Secondly, psychiatric illnesses with special reference to unmada are not only associated with the vitiation of manas doshas but there is vitiation and provocation of sharira doshas as well. It points to the fact that though psychiatric illnesses are associated with subtle pathological changes at the bio-energetic level, they are also simultaneously accompanied by qualitative as well as quantitative changes/imbalances in the neurotransmitters and other bio-chemicals at the physical level. Thus, the normal psychological processes as well as the psychopathologies, operate simultaneously at multiple levels (biological, bio-energetic) and also at subtler levels where the intangible thought processes start appearing in the relatively tangible field of bio-energy. All this needs extensive exploration using the available scientific tools.
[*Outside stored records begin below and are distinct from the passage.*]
PR #660, opened 2024-04-23
Look ahead past martyriae, drop caps, and mode keys

basil:
Even after fixing #659, my Dormition Exaposteilaria weren't round-tripping properly through the lyrics tokenizer. I tracked down the problem to a martyria, which was stopping the extraction process from adding the last underscore. Fixed by looking ahead past martyriae. With this change and #659 my Dormition Exaposteilaria round-trips correctly.

### DIFF
--- a/src/services/LyricService.ts
+++ b/src/services/LyricService.ts
@@ -65,14 +65,16 @@ export class LyricService {
             lyrics += '-';
           }
         } else if (note.isMelisma) {
-          const nextNote =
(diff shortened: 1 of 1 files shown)


danielgarthur (approved):

basil:
Testing of the Post-Gospel Troparia from my Paraklesis book showed that we also need to look ahead past drop caps and mode keys as well.

PR #669, opened 2024-04-27
Fix lyrics look-ahead logic

danielgarthur:
Amends #660, which appears to be missing a `break;` statement. This caused the `nextNote` to be always the last note.
After:
image

Before:
image


basil:
Thank you Daniel and sorry for the trouble. Although I did test that other PR against every Neanes score I have, I didn't have any scores that triggered this specific failure mode. I guess that underscores the need to develop an open-source test suite for this software. I have been trying to do my part to develop such a thing over at https://github.com/basil/byzantine-music.

PR #709, opened 2024-05-23
Fix number of underscores when MelismaOnly is set

danielgarthur:


danielgarthur:
Oops. Glad I wrote those unit tests. 

This needs a smarter solution. A note that starts a melisma will have to look ahead to see whether it has any non-`MelismaOnly` notes in the melisma. If so, it should add the extra underscore. Otherwise it should not. 

I'll fix this soon.

Issue #640, opened 2024-04-18
Rich text editor


panosmorningstar:
Hi. 

Neanes is truly remarkable, very easy to use with a clean UI.

I propose to the developers the creation of different kinds of text boxes. This will result in the enrichment of the document with plain lyrics, creating whole ἀκολουθίαι. This could also include specific settings for the footnote/header text boxes.

Thank you.

danielgarthur:
@panosmorningstar Would you please upload some pictures or PDFs that illustrate the kind of text you would like to see supported?

panosmorningstar:
@danielgarthur 
[Uploading 2024-04-28_kyriakh_baiwn_e_(scores).pdf…]()

danielgarthur:
The upload did not seem to work. Could you please try again?

danielgarthur:
Never mind, I was able to find the PDF on the internet.

[2024-04-28_kyriakh_baiwn_e_(scores).pdf](https://github.com/neanes/neanes/files/15049251/2024-04-28_kyriakh_baiwn_e_.scores.pdf)

danielgarthur:
Based on the file, it seems like the main thing is that Neanes does not currently rich text boxes that allow different font colors and styles in the same box. 

This is something that I've looked into several times in the past and the conclusion that I've come to every time is that it would be best to write my own rich text box, as opposed to trying to use an existing library.

I've put this off for a while to focus on other more essential features, but it may be time for me to look into rich text boxes again.

basil:
Over a decade ago I enjoyed using [TinyMCE](https://github.com/tinymce/tinymce), but I have no idea if it is still relevant these days.

danielgarthur:
Added to release [0.4.32](https://github.com/neanes/neanes/releases/tag/v0.4.32).

There is an example file in the examples folder [here](https://github.com/neanes/neanes/blob/master/examples/Rich%20Text.byzx) and a PDF of the example [here](https://github.com/neanes/neanes/blob/master/examples/Rich%20Text.pdf).

danielgarthur:
Re-opening because the original request also includes rich text support in headers and footers. This is not completed yet, but I think it's worth including.

danielgarthur:
Headers and footers have been added to [v0.4.34](https://github.com/neanes/neanes/releases/tag/v0.4.34).

PR #716, opened 2024-05-28
Rich text editing

danielgarthur:
#640

This PR adds a rich text box that uses [CKEditor](https://ckeditor.com/docs/ckeditor5/latest/installation/integrations/vuejs-v3.html). The HTML from the editor is extracted and saved in the `byz` file. This keeps the path open for allowing users to insert custom HTML and to swap out with any other HTML editor in the future.

A shortcoming is that the text boxes will not split across to the next page if you reach the end of a page. Previously, this was not much of an issue because text was meant to be minimal. But including rich text may encourage users to attempt to build entire services, which might include entire psalms and litanies. This means users must currently split the content themselves among multiple text boxes.

This issue will not be addressed in the current PR and I'm not sure of a good way to address it. We can detect the height of text boxes. This could be used to create or merge textboxes, but I'm not sure how to do that in a smooth way (i.e. seamlessly as the user types).


src/components/TextBoxRich.vue
```diff
@@ -0,0 +1,225 @@
...
+      :style="textBoxStyle"
+      class="rich-text-editor"
+    ></ckeditor>
+  </div>
+</template>
+
+<script lang="ts">
+import { EditorConfig } from '@ckeditor/ckeditor5-core';
+import { FontSizeOption } from '@ckeditor/ckeditor5-font/src/fontconfig';
+import { CKEditorComponentData } from '@ckeditor/ckeditor5-vue/dist/ckeditor';
```
basil, line 24: Removed in https://github.com/ckeditor/ckeditor5-vue/pull/281.

Issue #812, opened 2024-07-05
Line margins changing back and forth while typing


pabaxe:
**This bug was found in**

- [x] Desktop
- [ ] Web App
- [ ] Both

**Describe the bug**
While writing a score, after a certain line was filled and the cursor went automatically to the next line, the margins of the line above change each time something is typed, and then changes back and forth continuously. I'm attaching a video to better describe it. 

In the video, all I'm doing is pressing (J) and deleting, to showcase the issue. 

**Screenshots or files**

https://github.com/neanes/neanes/assets/174416975/cd62c9e8-133f-4015-a36a-7efc15b905e6

**Desktop Version (please complete the following information, if applicable):**

- OS: MacOS Sonoma 14.5
- Version 0.4.45

danielgarthur:
@pabaxe Could you attach the file? You'll have to put it in a `zip` archive or Github won't let you upload it.

@basil The only thing that I can think of from the video is that the logic that automatically adds bar lines to the last neume in the previous line is adding the bar line, but that pushes the width of the line over the edge, so it breaks to a new line, and now no longer needs the bar, so now it can fit on the previous line again. And so the cycle goes back and forth.

basil:
Yeah, I've seen this problem in a lot of my own scores as well, and I've long suspected that what you described above is the root cause.

pabaxe:
Yes after messing around I found that the only way to bypass it is by removing the bar lines. Sometimes, if the bar line is double, making it single also works, but not always.

danielgarthur:
@pabaxe I've found a way to reliably reproduce this, so your file is not necessary.

danielgarthur:
Fixed in [0.4.46](https://github.com/neanes/neanes/releases/tag/v0.4.46)

PR #814, opened 2024-07-05
Fix measure bar jitters

danielgarthur:
This PR uses the "additional width" feature in the layout processor to account for the additional width of a measure bar that will be added due to the presence of a measure bar at the beginning of the next line. This prevents the jitters seen in #812.

It also fixes another issue where notes where considered tied to other notes or martyria even when a page or line break was present.


basil (approved):
This is great! Sorry for introducing this issue and thank you for the PR.

Issue #213, opened 2023-08-12
Diatonic Zo attraction algorithm is too simplistic


basil:
The algorithm for Diatonic Zo attraction in the playback service is too simplistic. This is pure Agia, and as such if the melody descends past Zo to Ke and then ascends back to Zo, the Zo remains natural and the Ke is attracted (sharp) to Zo. That is, if the melody is revolving around Zo, the Zo remains natural even if it temporarily descends to Ke. The Zo is only flattened if it descends past Ke to Di (in which case Zo is flat and Ke is natural). This illustrates the problem:

![agia-attractions-1](https://github.com/danielgarthur/neanes/assets/29850/9db283ae-04fd-4576-8e1c-250c347573d5)

basil:
Algorithm should be something like this:

* Suppose you are not on Zo and encounter a Zo. This Zo is the input to the function, called _pivot_. Keep scanning ahead until you find the next non-Zo note _next_.
  * If _next_ is above Zo, then Zo _pivot_ (and any other Zos between _pivot_ and _next_, if they exist) remains natural.
  * If _next_ is below Ke, then Zo _pivot_ (and any other Zos between _pivot_ and _next_, if they exist) is flattened.
  * If _next_ is Ke, keep scanning until you find the next non-Ke note _next′_.
    * If _next′_ is above Ke, then Zo _pivot_ (and any other Zos between _pivot_ and _next_, if they exist) is natural and Ke _next_ (and any other Kes between _next_ and _next′_, if they exist) are sharp. If _next′_ is a Zo, the function recurs with _next′_ being passed in as _pivot_.
    * If _next′_ is below Ke, then Zo _pivot_ (and any other Zos between _pivot_ and _next_, if they exist) is flat and Ke _next_ (and any other Kes between _next_ and _next'_, if they exist′) is natural.

basil:
I can implement this once #322 goes in.

danielgarthur:
Fixed in [0.4.44](https://github.com/neanes/neanes/releases/tag/v0.4.44).

Issue #821, opened 2024-07-09
Playback of Ke in Third Mode. 


PeTH2:
Linux, version 0.4.46.

In certain theseis that end on Ke, especially when Ke is followed by Zo, Ke plays back as flat Zo.

Here's a screen recording:

https://github.com/neanes/neanes/assets/128826899/dbcb8ccf-741e-4689-9160-096678729f46

danielgarthur:
Related to #213. Unfortunately the Ke attraction rules described in that issue are also too simplistic. I'm going to disable Ke attraction for now until a more complete algorithm can be determined.

PeTH2:
Thank you!

danielgarthur:
Fixed in [0.4.47](https://github.com/neanes/neanes/releases/tag/v0.4.47). 

#606 should still be working, despite the partial rollback of the zo attraction feature.

PR #823, opened 2024-07-09
Disable ke attraction

danielgarthur:
This PR disables the ke attraction algorithm from #213.

The algorithm does not currently distinguish between agia and non-agia melodies such as third mode melodies centered around ke.


danielgarthur:
#821

PR #2370, opened 2026-06-26
feat: Text box over two pages

### LINKED ISSUE #1298: Text box over two pages
If a text box is at the bottom of a page and the text doesn't fit on the current page, it won't flow over to the next page. If I produce a pdf, there all the "extra" text gets truncated. The text is still visible in the editor, though it covers the bottom margin.

Would it be possible for a text box to automatically extend to the next page?

basil:
Fixes #1298

Body rich text boxes can now flow across page boundaries instead of overflowing a single page or forcing the user to split long passages by hand. A large rich text block — prose with headings, colored rubrics, justified paragraphs, and paragraph continuations — can begin partway down one page and continue onto automatically created continuation pages, while still behaving like one selectable, editable score element backed by a single HTML payload.

Previously, a non-scrollable box was a single block whose height was capped by the page. Long content had to be manually broken into multiple boxes, converted to a scrollable box, or accepted as an overflow problem in print and export. This PR adds a measured, line-boundary slicing pipeline so layout can keep the element as one box while rendering page-sized fragments in the editor, print, PDF, PNG, and LaTeX export paths.

Flow is limited to body rich text boxes whose line wrapping can be measured and replayed reliably. Inline lyric boxes, multipanel boxes, scrollable boxes, and center-on-page boxes keep their existing one-box behavior.

### Data model

The implementation separates persisted rich text data from transient layout geometry. `RichTextBoxElement` gains two unpersisted fields:

- `lineOffsets` — vertical cut candidates measured from the rendered content.
- `flowFragments` — the page-sized slices computed for the current layout pass.

A new `RichTextBoxFragment` records each slice's page position, content band, displayed height, layout height, index, and last-slice flag. It is a *view* into the source content, not a copied element. The durable fields (`content`, `languageCode`, direction, margins, width) remain the source of truth; the geometry fields are regenerated on each measurement/layout pass.

`Page.ts` gains a `richTextFragment` reference on `Line`. The origin slice keeps the element in the line's normal `elements` array (it's the real selectable element at its original location); continuation slices use `line.richTextFragment` instead of pushing another copy. This avoids duplicate elements, IDs, serialization state, and editing surfaces — there is still exactly one rich text box, with several layout fragments. The page-emptiness check was made tolerant of zero-line pages to fit the synthetic continuation-page flow.

### Layout and slicing

`LayoutService` clears every box's `flowFragments` at the start of `processPages` so stale fragments from a previous page/width/font/content state can't leak forward. After an element is assigned its page position and width, `createRichTextBoxFlowPlan` checks whether it's a flow-capable box, compares measured content height (from `lineOffsets`) to the remaining room on the origin page, and — when too tall — computes page-sized slices at measured line boundaries. The first fragment attaches to the current line; each continuation fragment gets its own synthetic `Page` and `Line` so it renders through the normal page template.

The slice math is split into two helpers:

- **`pickRichTextCut`** binary-searches the ascending offsets for the lowest legal cut: the largest offset that fits between the current content top and the available height. Returns `null` when even the first line below the top can't fit, giving the caller a clean "no cut here" signal.
- **`computeRichTextBoxSlices`** loops until the full content height is consumed, using the origin page's space for the first slice and a per-page callback for each continuation. It always appends the total content height as a final cut candidate, so trailing padding or a final block isn't silently dropped.

The per-page height callback matters because headers, footers, rules, first-page/odd/even variants, and running-marker state make available body height differ page to page. A shared "continuation height" is not precise enough when the first continuation page is shorter than later ones, so header/footer height is resolved per continuation page number.

Two edge cases are handled:

- **Fresh-page guard** — if a flow-capable box is first on a line, too tall for the remaining room, and can't fit even its first measured line, the service checks whether moving the line to a fresh page allows a legal cut, and moves it before slicing. This avoids a tiny/invalid origin slice in the last sliver of a page.
- **Forced progress** — if even a page-sized slice can't fit the next measured line (very tall rows, atomic/unbreakable content), the slicer takes at least one line so it can't loop forever.

Margins are accounted for in layout height, not the content band. The first fragment consumes its slice height plus the box's top margin; interior fragments consume only their band; the final fragment adds the bottom margin. This is why `RichTextBoxFragment` has both `height` (visible band) and `layoutHeight` (space the layout service reserves). Line-height calculation returns `layoutHeight` for flowed slices.

### DOM measurement

The browser is the only reliable source of rich text line breaks after CKEditor, font fallback, inline styles, neume/image widgets, tables, direction, and zoom. `TextBoxRich.vue` mounts a hidden, unzoomed, full-content data-view copy of the box whenever it's close enough to the page bottom to need offsets, or when an already-flowed box needs slice bands. The copy reuses the same `.ck-content` styling, width, font variables, direction, and child-margin normalization as the visible rendering, so offsets (for layout) and DOM ranges (for printed bands) come from the same document shape.

The hidden node is updated through `syncSliceMeasureContent` rather than `v-html`, because during editing the authoritative content is the live CKEditor data before `element.content` is flushed on blur; a template binding would compete and restore stale content. The component listens to CKEditor's `change:data` (via a new `data-change` event from `RichTextEditor.vue`), bumps a content version, and debounces remeasurement. On blur it refreshes offsets before emitting content updates, so the resulting layout pass slices the final breaks. Resize observers remeasure after fonts/layout settle.

Offset measurement walks the client rects of the hidden copy: it builds vertical bands from range rects, filters wrapper rects that merely contain inner line rects, clusters overlapping bands into rows, and records each row bottom as a legal cut (in unzoomed content coordinates). Atomic nodes — CKEditor widgets, inserted neume spans, image/table figures, images, tables, iframes, media, canvas, SVG, `<hr>` — are treated as indivisible: their bottom edge is a legal cut, and any candidate cut falling strictly inside one is rejected, so a boundary never splits a widget, image, table, or neume.

### Print-safe slice rendering

A tempting strategy — render the whole box in each fragment and clip to a page-sized viewport — is unreliable. Blink's print pagination can fragment an over-page block *before* ancestor overflow, clip-path, or paint containment clips it, leaking extra lines onto the next physical page or cutting glyph descenders, in PDF/print even when the clipped DOM looks right on screen. So print is never given a box taller than its page: each printed continuation slice contains only the HTML for its own line range.

Bands are produced by mapping measured fragment boundaries back to DOM ranges in the hidden copy. One mounted fragment owns the measurement copy and computes all bands for the shared element, cached in a `WeakMap` keyed by the element; other continuation fragments subscribe and render only their own band. The cache key covers everything that can change wrapping or visuals — measured HTML, width, direction, default font family, neume fallback font, default size, default color, and the fragment list — without making every fragment restringify on each render.

The boundary resolver handles text and non-text rows: for text it uses `Intl.Segmenter` (with a code-point fallback) to probe at grapheme boundaries and binary-searches for the first caret whose line top is at/after the requested boundary; for atomic rows it uses the node boundary before the element. It resolves many boundaries in one DOM-order pass and falls back to the root end. Bands are cloned with `Range.cloneContents`, preserving inline markup, styled spans, and widgets.

Cloned bands get two fixups when a cut falls inside a paragraph:

- A slice ending inside a justified block would make its last line lose justification (CSS "last line"), even though it's an interior line. The block is marked `rich-text-slice-continued-block` with `text-align-last: justify`.
- A slice beginning inside a block should not reapply the first-line indent. The first block is marked `rich-text-slice-continued-start-block` with `text-indent` reset.

These are scoped to split text boundaries and don't affect slices bounded by whole atomic blocks.

### Visible rendering modes

A supported body box renders in one of three ways:

- **No fragment** — the existing single editor, with max height adjusted for page-bottom space and footer-overflow reservation.
- **Origin fragment, editing** — the full-height editor stays mounted inside a slice-height container that scrolls internally while focused, so all source content stays editable even though only the origin-page window shows.
- **Continuation fragment (or origin in print)** — the precomputed read-only band HTML.

Focus handling combines raw DOM focus with the active-editor registry so focus moving into toolbar/portal chrome still counts as editing. When focus truly leaves, the container resets `scrollTop` to 0 before returning to the clipped origin view, preventing the first page from showing a scrolled band after overflow flips from `auto` back to `hidden`. The focused origin slice is widened by the platform scrollbar width when classic scrollbars consume layout space, keeping the scrollbar in a gutter.

### Editor orchestration

- **`RichTextEditor.vue`** subscribes to `editor.model.document` `change:data` and emits `data-change`, unregistering on destroy alongside the existing listeners. Only the single flow-capable body editor uses it; the existing model-value echo guard still prevents redundant `editor.data.set()` selection resets. This keeps offsets current during editing instead of waiting for blur.
- **`TheEditor.vue`** makes rich text recalculation awaitable. The old counter (how many boxes changed height) was insufficient, since a box may finish with unchanged height, changed/unchanged offsets, or multiple resize reports. A new `richTextBoxCalculationDone` set records element IDs that emitted a `measured` event during the current pass; `recalculateRichTextBoxHeights` resolves after every expected box reports completion (or after the existing timeout).
- The active-workspace watcher triggers measurement when a workspace becomes active. Because `lineOffsets` are transient, a score restored from local storage, opened from disk, or switched to may have content/heights but no offsets; without eager measurement a tall off-screen box (under virtualization) could go unmeasured, making page counts wrong. The watcher is the common point for open/restore/tab-switch.
- A `suppressActivationMeasure` flag avoids races during silent export: silent PDF/HTML/LaTeX loops switch the active workspace but immediately run their own awaited measurement, so the activation watcher's fire-and-forget pass is suppressed across those loops and lowered before interactive multi-file opening. (Interactive multi-open coalesces into one activation callback for the final workspace; others measure on later switch.)

### Export paths

Print, PDF, PNG, and LaTeX now explicitly await measurement before consuming pages: `onFileMenuPrint` and `onFileMenuExportAsPdf` measure and save before entering print mode; PNG measures before using the page DOM; LaTeX measures before passing `pages.value` to the exporter; the silent LaTeX path switched from `nextTick` to the awaited recalculation. This ensures the transient geometry exists and is applied before any consumer reads the page list — it does not persist offsets.

Page-bottom space for measurement now accounts for footer-overflow reservation, since footers and footer rules can extend past the configured bottom margin. `TheEditor.vue` computes the footer-rule reserved height, per-page footer reservation, and the max reservation across variants; live rendering passes the current page's reservation to each `TextBoxRich`, and the hidden recalc template uses the max (conservative before a specific page is known). `TextBoxRich` subtracts this when computing available height.

Page-setup change detection was widened from font defaults to include `innerPageWidth`, because changing page width or horizontal margins changes wrapping even when fonts are unchanged. Undo/redo/page-setup updates compare the richer snapshot and recalculate when wrapping width changes, keeping `lineOffsets` (a function of width, font metrics, and direction) from going stale.

### RTL and zoom

Continuation positioning uses each physical page's resolved margins and chooses the right margin or content-left start by `melkiteRtl`, matching existing element positioning; `TheEditor.vue` positions fragments with `left`/`right` via the same `rtl` flag. `TextBoxRich.vue` applies measured content direction to both the hidden copy and visible bands. The empty-content default still chooses Arabic RTL under Melkite RTL / eastern Arabic numeral settings.

The hidden copy is unzoomed and off screen; measured rects are normalized to its own top and returned as plain pixel offsets, while visible positions are scaled with `withZoom` at render time. Editable height measurement now targets `.ck-editor__editable` specifically — a broad `.ck-content` query would read the hidden unzoomed copy and report a scaled height.

## Limitations

Flow is intentionally disabled for:

- **Inline boxes** — tied to lyric layout with separate top/bottom editors; different measurement/positioning rules.
- **Multipanel boxes** — independent left/center/right regions; a single linear offset sequence wouldn't describe them.
- **Scrollable boxes** — meant to remain one fixed viewport with internal scroll.
- **Center-on-page boxes** — use an editor right-padding trick, so editable wrapping width differs from the read-only continuation width; cut points could disagree with visible breaks.

These keep the old one-box behavior, and line offsets are cleared when a box no longer qualifies.

## Tradeoffs

- Offsets are measured/cached transiently rather than serialized — saved files stay stable, but opened files need an eager measurement pass before layout is final.
- Correctness over coverage: center-on-page and multipanel flow can be revisited once the renderer guarantees identical wrapping.
- The band renderer uses DOM range probing + cache ownership rather than CSS clip, because clip was specifically invalidated by print behavior.
- The origin slice scrolls internally while focused — a pragmatic editing compromise; printed/unfocused display stays true to page slices.

## Testing

**Automated** — `LayoutService.test.ts` covers the deterministic slicing helpers (no DOM): largest legal cut within space, `null` when the first line can't fit, ignoring offsets at/below the current top, single slice when everything fits, two-page and three-page cuts, per-page available space, forced progress for an over-tall first line, a single unbreakable line as one slice, and appending total height when offsets stop short.

**Manual** — opened the updated `examples/Rich Text.byzx` (a long Greek passage previously stored as two boxes, now one) and confirmed it flows as one selected box; edited near the start and middle and verify page count and continuation content update after blur and during remeasure; exported to PDF/PNG and confirm no lines leak across boundaries.

## Compatibility

The byzx schema is unchanged: a saved file still contains one rich text element with normal formatting properties. On reopen, the editor remeasures and reconstructs fragments from current page setup, fonts, and DOM layout. Old files stay compatible, no browser-specific measurements are persisted, and exporters stay insulated — they consume pages after layout produces fragments, not a new durable fragment model.

## Contract

The key contract is between the measurement component and the layout service:

- **`TextBoxRich`** guarantees `lineOffsets` are ascending, unzoomed content-bottom positions where a cut won't split a row or atomic object.
- **`LayoutService`** cuts only at those offsets, includes the total height, consumes at least one row when no legal fit exists, accounts for per-page header/footer space, and attaches fragments without duplicating persistent elements.
- **`TheEditor`** runs the measurement pass before any page-consuming export and passes the right fragment and footer-reservation props to renderers.


danielgarthur:
I've seen some odd behavior I think relating to one fundamental bug. But I cannot reliably produce it. I think the issue is that the content split across pages does not always refresh when I expect it to. I will keep playing with it to give more concrete details.

basil:
My gut feeling is that it "should" be cleaned up more, but I'm not sure how...

basil:
> I've seen some odd behavior I think relating to one fundamental bug. But I cannot reliably produce it. I think the issue is that the content split across pages does not always refresh when I expect it to. I will keep playing with it to give more concrete details.

@danielgarthur I did a Fable 5 cleanup and bug-hunting pass and it claims to have fixed this and a few other Vue reactivity issues, please check again.

basil:
Performance/efficiency notes below. I did several optimization passes over the code looking for quadratic algorithms. GPT 5.5 was able to get everything down to linearithmic O(n log n) time with a few sort operations, a suffix minimum array, and use of the [sweep line algorithm](https://beyondctci.dev/editor?problem=company-launches).

---

The implementation improves efficiency by turning rich text pagination into a small set of reusable measurements. It measures the rendered content once, records each valid line-bottom cut point in a sorted `lineOffsets` array, and feeds those offsets back into layout. The layout service then chooses the largest cut that fits a page with binary search, rather than walking every line for every slice. Because the offsets are absolute content coordinates, each slice can be represented by only `offsetTop` and `height`. That keeps continuation planning compact even when a text box spans multiple pages. The result is page splitting work that scales with the number of measured line boundaries and slices, not with repeated full DOM layout passes.

The DOM band processing uses similar one-pass structures to avoid quadratic checks. `removeContainerFlowBands()` builds a suffix-minimum array of later band bottoms, so it can tell whether a rectangle contains a later inner rectangle without comparing every pair. Atomic content such as images, tables, and CKEditor widgets is handled by merging sorted cut candidates with sorted atomic bands using one moving pointer. Boundary requests for rendered slices are sorted and resolved during a single DOM-order traversal, with binary search used only inside text nodes that actually contain a requested line. The rendered band HTML is also cached in a shared `WeakMap`, so one mounted fragment computes the split content and the other fragments reuse it. These choices reduce repeated measuring and cloning while preserving precise line-safe cuts for screen and PDF output.

basil:
@danielgarthur Gentle ping, I think I'm done working on this code and testing it, so if you want to do more testing now would be a good time. If you have any concerns about the complexity of the code or the design, I'm happy to rework anything, or if you don't want to go in this direction I'm happy to close this PR.

danielgarthur:
I have begun looking at this.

Thirdly, entire thought processes, attitudes, emotional experiences, desires and behaviors of an individual, which are relatively intangible, have the capacity to bring about qualitative as well as quantitative changes in the manas and sharira doshas, agni, and ojas. These psychological factors are also capable of bringing about structural as well as functional changes in the dhatus (body tissues), malas (biological byproducts and wastes) and srotasas (macro and micro-channels). These are some of the most fundamental considerations. which needs special attention.
The eight psychological and behavioral factors are described here that get imbalanced when the individual is afflicted with mental diseases. These factors are- manas, buddhi, sanjna jnana, smriti, bhakti, sheela, chesta and aachara. This provides a basis for objectively and empirically assessing the mental functions of a patient afflicted with unmada. Using this understanding, Ayurvedic institutions have been able to create a rubric to analyze patients and conduct various mental health studies. A three-stepped approach to creating such a scale is as follows:-
- In depth study of various definitions, synonyms, commentaries available on the eight factors.
- Screening the available descriptions in a scientific way.
- Developing an elaborate and objective assessment scale based on Ayurvedic principles for making it more understandable and useful in a clinical set up. The scale has been named as ashta manas bhava pariksha (assessment of eight mental faculties).
Now described in some detail would be each of the eight psychological and behavioral factors used in Ayurvedic studies on mental health:
- The term manas in this context refers to the thought, affect and emotional aspect of mind. Therefore, the various kinds of thought abnormalities like delusions and delusional ideations, and states of mood e.g. depressed, elated, anxious etc are assessed under this factor.
- The term buddhi (ya buddhi niscayatmika) [Cha.Sa.Sharira Sthana 1/23] refers to intellect, decision making, and problem solving aspects of mental functioning. Standardized tools for assessing intelligence e.g. Weschler Intelligence scale, Bhatia Battery for Performance Test of Intelligence etc. and clinical methods of test judgement are useful in this regard.
- The term sanjna jnana refers to the awareness of surroundings and response to external stimuli and measures, phenomena such as orientation and responsiveness, and attention and consciousness. Clinical methods available for measuring these aspects should be used.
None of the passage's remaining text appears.